PR #70, opened 2023-11-30
[FLINK-33545][Connectors/Kafka] KafkaSink implementation can cause dataloss during broker issue when not using EXACTLY_ONCE if there's any batching

aeolus811tw:

To address the current flow of KafkaProducer having exact same behavior for `DeliveryGuarantee.NONE` and `DeliveryGuarantee.AT_LEAST_ONCE`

**Problem**. Every line of the material needs to be returned exactly.

**Completed task**.
PR #70, opened 2023-11-30
[FLINK-33545][Connectors/Kafka] KafkaSink implementation can cause dataloss during broker issue when not using EXACTLY_ONCE if there's any batching

aeolus811tw:

To address the current flow of KafkaProducer having exact same behavior for `DeliveryGuarantee.NONE` and `DeliveryGuarantee.AT_LEAST_ONCE`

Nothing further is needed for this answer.